© Copyright – 2019 – Athletics Illustrated
“I am happy my family had come to share in the history. I want to share in the positivity of sport, as through sport we can make the world a beautiful place. I would like to inspire others so that we can live where all human beings can run.”
Eliud Kipchoge ran the INEOS 1:59 time trial in Vienna, Austria early Saturday morning in the time of 1:59:40.20 – to become the first man to break the two-hour benchmark for the 42.195-kilometre marathon distance.
Flanked by 41 international athletes nearly half from Kenya, as well as athletes from Ethiopia, America, Australia, and Norway including all three Ingebretson brothers assisted with the wind breaking.
The trial included an electric car, which shot a laser graphic onto the road to indicate the pace that the athletes should run at.
They covered each kilometre in 2:50 plus or minus two seconds and many on target at exactly 2:50.
The effort transcended sports enough that the streets in Vienna and the ensuing cacophony from the fans was deafening.
“It was an honour just to be chosen to run in this event and to be the captain for our pace group and to run in front of Eliud.

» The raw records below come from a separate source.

PR #13060, opened 2026-09-08
fix(resilience): classify Cline 401 as refreshable OAuth (#12594)

### LINKED ISSUE #12594: fix(providers): Cline 401 classified terminal and reported as a 429 cooldown
### OmniRoute Version

3.8.51

### Installation Method

Docker / Docker Compose

### Operating System

Linux

### OS Version

Ubuntu 22.04 (WSL)

### Node.js Version

_No response_

### Provider(s) Involved

Cline

### Model(s) Involved

_No response_

### Client Tool

_No response_

### Description

After authenticating the Cline provider, model requests work initially, but after some time, every model request starts returning the following error:

```text
[401]: Unauthorized: Please make sure you're using the latest version of Cline and re-authenticate your Cline account.
```

When I click the **Retest** button for the Cline Provider in the dashboard, I get the following error:

```text
These connections returned a 429 (rate-limit) on their last request. OmniRoute will skip them until the timer expires — no manual disable required.
```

I am just happy to be here,” said American Matthew Centrowitz.
Australian athlete Pat Tiernan said, “All 41 of us want him to do it. He looked so good. This was such an honour to be a part of. We are all cheering him on.”

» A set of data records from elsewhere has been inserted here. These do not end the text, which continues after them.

PR #12904, opened 2026-09-07
fix(sse): inject global system prompt once, post-translation, across all target shapes

initguru:
## Summary

define global system prompt (`OMNIROUTE_SYSTEM_INSTRUCTION_APPEND`) injection at a **single post-translation point**. This resolves HCP-Vision vLLM's "System message must be at the beginning" 400.

- Previous problem: `injectSystemPrompt()` modified the **pre-translation** body → the prompt was lost/repositioned during translation and injected 2–3 times depending on the format. The Responses path was not reached at all (0004 partially resolved this by adding a post-translation injection point, but pre-translation injection remained, causing double injection).
- fix: remove pre-translation injection → use a single post-translation `injectSystemPromptPostTranslation(body, {targetFormat})` point (claude/gemini/openai-responses/openai/codex branches) + a gated pre-translation pass `injectSystemPromptPreTranslation` only for carrier-less targets (kiro, antigravity envelopes).
- idempotence: use a non-enumerable `_systemPromptInjected` flag (`Object.defineProperty`, not exposed in JSON) so injection occurs only once regardless of the path taken.
- target-shape coverage: create a combined system when the Claude system field is absent (string+array), guard the Gemini `!result.request` envelope, wrap Responses `instructions`, use first/last system for Codex, gate carrier-less kiro/antigravity, and no-op for Cursor.

## Related Issues

- Closes #12904

## Validation

- [x] Change type: provider / routing
- [x] Focused tests: `node --import tsx/esm --test tests/unit/system-prompt.test.ts tests/unit/system-instruction-append-claude-to-openai.test.ts tests/unit/global-prompt-single-injection.test.ts` (26/26 + existing GREEN)
- [x] `npm run typecheck:core` — 0 errors
- [x] `npm run lint` — 0 errors
- [ ] Reconciled with `release/v3.8.51` base; focused checks rerun afterward
- [x] Production-code changes include a new or updated automated test in this PR

## Tests Added Or Updated

- `tests/unit/global-prompt-single-injection.test.ts` (new, 26 tests) — single-injection contract: idempotence, non-enumerable flag absent from JSON, Claude string/array, Gemini present/absent, Responses present/absent, Codex first/last, skip flag, 9 gates, dual-write negative case, 4 source-shape branches
- `tests/unit/system-prompt.test.ts` (updated)
- `tests/unit/system-instruction-append-claude-to-openai.test.ts`

## Coverage Notes

[...]

PR #11742, opened 2026-08-27
security(runtime): harden TLS provenance, lifecycle, and public error boundaries

diegosouzapw:
## Summary

This draft hardens the frozen `release/v3.8.50` line around the native
`tls-client-node` supply chain, runtime lifecycle, and public error/log boundaries. It is
independent of other PRs, but it **does change provider executors and validation behavior**;
the previous narrower scope statement is intentionally superseded.

| Area | What changed | Evidence | Disposition |
| --- | --- | --- | --- |
| Native dependency provenance | Pins `tls-client-node@0.2.0`, records the exact wrapper/upstream licenses and NOTICE, and pins all six supported v1.15.1 native assets to official SHA-256 digests | License/provenance and tamper regressions; manifest/source hash checks | PASS for recorded provenance and policy |
| Build and packaging policy | Verifies the native binary before runtime/build copies and carries `THIRD_PARTY_NOTICES.md` through npm, standalone, Docker, and Electron assembly paths | Build/pack policy tests, MJS syntax checks, and exact-head production build/artifact evidence below | Source/policy and exact-head production build PASS; real pack, Docker, and Electron artifacts remain HOLD |
| Runtime lifecycle and install lock | Adds bounded lifecycle coordination, safe retries, handle/inode/device/nonce lock ownership, cross-process coverage, and fail-closed cleanup | TLS serial matrix `47/47`, including 100 callers and cross-process contention | PASS on local filesystems |
| Error boundary | Extracts a canonical sanitizer for credentials, stacks, recognized filesystem paths, hostile Proxies, Unicode/serialized separators, and public identifiers | Canonical matrix `121/121`; runtime/spec review CLEAR | PASS |
| Provider consumers | Hardens ChatGPT, Claude, Grok, Perplexity, Notion, LM Arena, moderation, OCR, and provider validation without exposing raw upstream errors | Provider-specific matrices listed below | PASS within tested boundaries |
| LM Arena public failures | Projects HTTP, network, TLS, upstream-event, and stream-transport failures through a closed local union; rejects raw upstream bodies/stacks/causes and accepts only public error statuses `400..599` | Iteration-4 RED `53/55` -> GREEN `55/55`; final Arena matrix `124/124`; direct CodeQL #968 fixed | PASS locally and in final CodeQL analysis |
| Perplexity streaming | Preserves early quota/upstream HTTP status through a bounded preflight, replays normal content without duplication, and releases readers/iterators | `54/54` | PASS with late-error limit below |
[...]

PR #13065, opened 2026-09-08
refactor(chatcore): decompose handleChatCore into leaf modules

HouMinXi:
## Summary

Re-extracted `handleChatCore` decomposition directly on current `release/v3.8.51` tip (`7a921299c5`) instead of merging conflicting intermediate branches.

`chatCore.ts` drops from 6,200+ lines down to 992 lines by isolating discrete responsibilities into leaf modules under `open-sse/handlers/chatCore/`.

## What changed

- `providerExecutionPipeline.ts`: Provider execution pipeline and credential retry loop.
- `recoveryPolicy.ts`: Recovery decision table and error classification.
- `streamingLeg.ts`: SSE stream dispatch, lifecycle hooks, and abort listeners.
- `nonStreamingLeg.ts`: Non-streaming response collection and payload forwarding.
- `materializeStreamSuccess.ts`: Stream completion, usage calculation, and analytics persistence.
- `cacheAndCompress.ts`: Semantic cache lookup, cache hit construction, and context compression.
- `translateAndDedup.ts`: Request translation, tool normalization, stream controller setup, and request deduplication.
- `chatCore.ts`: Retains top-level routing orchestration and target retry dispatch (down to 992 lines).

## Verification

- `npm run typecheck:core`: clean (0 errors)
- `npm run check:any-budget:t11`: pass
- Unit test suite: 102/102 tests passing across translation, caching, compression, streaming legs, and pipeline dispatch
- Tested with defect injection across each module interface

Related to the earlier extract discussion on this PR. #12339 stays open. #12696 stays open.

⚠️ base-red inherited: #13866


HouMinXi:
CI on this head (`8cdcf3a94`, now `7dc90cfa8`):

Own-red (fixed, this SHA):
- ESLint unused barrel imports after the recovery lift:
  `createRecoverableStream`, `makeContinuationBody`,
  `isStreamRecoveryExplicitlyConfigured`. Local `eslint --no-cache` on the
  five unique logic files is clean after `7dc90cfa8`.

Inherited on `release/v3.8.51` (same fail set on #13079 / #13078 / #13074;
#13076 / #13073 are green):
- Docs Gates (fast-path)
- Fast Quality Gates
- Unit Tests fast-path 1/4–4/4
- API Route Typecheck / semgrep (this PR only; annotations are the generic
  “exit code 1” wrapper, no unique-file hit)

Unique files do not include glm.ts, changelog leading “- ”, or the
agent-skills cli-tunnel docs. Merge integrity and Vitest fast-path are green.

`chatCore.ts` 6021 → 5202. Frozen cap is still 5034/6021 on tip; local
`check:file-size` is OK because the file shrinks.

This contribution is intended for maintainer review and merge.

HouMinXi:
Pushed `032344c76`. API Route Typecheck was unique to this PR:

- `open-sse/handlers/chatCore.ts` TS2304: `VideoBridgeLogParam` used `VideoBridgeLogRedactionEntry` without importing it. Restored the type import (same one `requestPrelude.ts` already has).
- `open-sse/handlers/chatCore/executeProviderRequest.ts` TS2322: `withRateLimit` opts want `getTimeoutMs?: () => unknown`, the lift had `getTimeoutMs?: unknown`.

Local `check:api-typecheck` is now within the frozen baseline. Remaining Docs / Fast Quality / ESLint / unit-shard red is the shared `release/v3.8.51` set.

diegosouzapw:
Holding this one out of today's batch deliberately, and it is not a judgement on the work.

The other 20 PRs of yours merged today. Two of them rewrite the same function this decomposes: #13069 routes the non-streaming leg through `applyProviderFailureClassification` (+443/-340 in `chatCore.ts`) and #13050 adds the Responses SSE wrap around the web_search fallback. `package.json` also moved under you — #13187 dropped the local test scripts from concurrency 20 to 4 today, which is the other half of your conflict.

The reason to give this its own round rather than carry it in a 21-PR batch: a behaviour-preserving decomposition of the hottest path in the codebase is exactly the change where the batch's economics stop working. The consolidated model runs focused tests per PR and leans on attribution when something goes red, and a refactor that touches every block of `handleChatCore` breaks attribution for everything merged alongside it. Today's batch proved the point in miniature — two ESLint regressions slipped past the focused-test validation and took three follow-up PRs to clear.

What it needs from here:

1. **Rebase onto the current tip.** `chatCore.ts` now carries #13069's extracted classification helper and #13050's SSE intent stamp. Both should land inside the sender leaf and the barrel call sites rather than as a second copy, the same way you handled the queue-budget and per-model-402 cases.
2. **Keep the `chatcore` entry** you added to `UNIT_SUBDIRS` across the eight npm scripts and `scripts/release/merge-train.sh`. Without it the seven new suites under `tests/unit/chatcore/` are never discovered, which is the failure mode where a test exists but does not run.
3. **When it is green, say so here** and I will validate it against the full unit suite rather than the focused subset. "No behaviour change" is a claim only the full suite can check.

On the 252 lines over the `<2500` fence: not a blocker from my side. Say what is left and why it cannot move, and that is the review conversation.

Thanks for the other twenty. The live evidence on them — the X500 logs, the 36-minute outage write-up, the real `/v1/models` probes — is what made a batch that size reviewable as a unit.

diegosouzapw:
Careful, well-executed decomposition — chatCore.ts goes from 6145 to 2752 lines (55% cut), and
you covered every test-discovery mechanism in the repo for the new `tests/unit/chatcore/`
subdir (package.json scripts, check-test-discovery.mjs, build-test-impact-map.mjs,
select-impacted-tests.mjs, merge-train.sh, stryker.conf.json) — exactly the "phantom test" trap
this kind of change usually falls into. Ran all 9 new/touched test files at this PR's head:
46/46 pass, including several structural canaries confirming the barrel doesn't still inline the
extracted logic. No file-size-baseline rebaseline needed either. The real risk here isn't code
quality, it's timing: this group also has #12498, #13448 and #13556 all touching chatCore.ts —
whichever merges first will force a rebase on the others. Worth asking the owner to pick an
explicit merge order for this batch before landing any of the chatCore.ts PRs, and running the
broader chatCore-adjacent test suite (not just the new leaf files) once an order is picked, given
how central this file is.

diegosouzapw:
Thanks for taking this on — `chatCore.ts` is the file that most needs it, and the split you drew (send / recovery / stream completion / request prelude) is the right decomposition.

Holding it for now, for reasons that are about timing rather than the work itself:

- The branch no longer merges: `open-sse/handlers/chatCore.ts` and `package.json` both conflict with the current tip. `chatCore.ts` is 6142 lines on `release/v3.8.51` today against the 2872 your branch produces, and a large part of that delta is the ~40 PRs that landed in it over the last two days.
- A pure refactor is only safe when the equivalence is mechanically checkable. With a conflict of this size the merge resolution itself becomes new, untested code in the hottest path in the repo (every chat completion goes through it), and there is no behavioral test that would catch a subtle reordering of the early returns, the abort handling or the cache/compress step.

The weather was near perfect, however, there were a few moments with a slight rain shower. There appeared to be no wind and cool temperatures.
They ran seven successive 2:50 kilometres from kilometres 33 to 40 – but then he picked up the pace as he could spy the finish line, smiling and pointing to the crowd.

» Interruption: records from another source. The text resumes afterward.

PR #13071, opened 2026-09-08
fix(providers): lazily load chatgpt-web-codex admin helpers in PUT /api/providers/[id]

hartmark:
## What Problem This Solves

`PUT /api/providers/{id}` -- renaming a connection, rotating its API key,
etc. -- **for any provider** returned a 500 after 17-50 seconds:

```
Error: Missing tiktoken_bg.wasm
    at module evaluation (open-sse/vendor/codex-chatgpt-web/lib/token-estimate.ts:2:1)
```

Live repro: PUT-ing a rename on a plain `llama-cpp` (openai-compatible)
connection -- nothing to do with `chatgpt-web-codex` at all.

## Root Cause

#12355 already fixed this exact bug class in the sibling **collection**
route (`src/app/api/providers/route.ts`): a static top-level import of
`chatgptWebCodexAdmin.ts` evaluates that module's transitive chain (the
vendor ChatGPT-Web browser adapter -> `token-estimate.ts` -> tiktoken's WASM
tokenizer) on *every* request to the route, regardless of which provider is
actually being managed. That chain fails to bundle under Turbopack dev mode
even with `tiktoken` listed in `serverExternalPackages` (the standalone Node
`require` works fine; only Turbopack's bundling of this specific import
graph doesn't).

#12355 only touched the collection route and missed the **identical
pattern** in the **by-id** route (`src/app/api/providers/[id]/route.ts`),
which has the same static import used only inside one
`provider === "chatgpt-web-codex"` branch of the `PUT` handler. #12355 also
shipped with no regression test, which is exactly how this sibling instance
went unnoticed for a week.

## Fix

Same pattern as #12355: move the import into a lazy `await import(...)`
inside the one branch that actually needs it.

## What This Deliberately Does NOT Change

`src/app/api/providers/[id]/chatgpt-web-codex-doctor/route.ts` keeps its
static import -- every request to that route already is for a
`chatgpt-web-codex` connection (it's in the route's own URL), so there's no
"unrelated provider pays the cost" problem there.

## Evidence

New regression test source-inspects both general provider routes to assert
neither statically imports `chatgptWebCodexAdmin.ts`, and confirms the
doctor route's static import is intentionally left alone. Matches the
existing `tests/unit/instrumentation-import-graph-12074.test.ts` pattern for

The pace car peeled off with one kilometre to go and a few hundred metres later, the pacers peeled off to allow Kipchoge to finish on his own to the throngs of cheering fans that flew from all over the world to watch the event take place.
He ran into the arms of his wife Grace who has never seen him race live. Their three kids were there too – the pandemonium at the finish area was electric.
For Nike, it was a saving grace of marketing after a stressful four years.
“I would like to thank all of the world-class pacers for accepting the job and doing such a good job. I would like to thank all the people who came to watch,” said Kipchoge.
At the finish all 41 pacers mobbed him.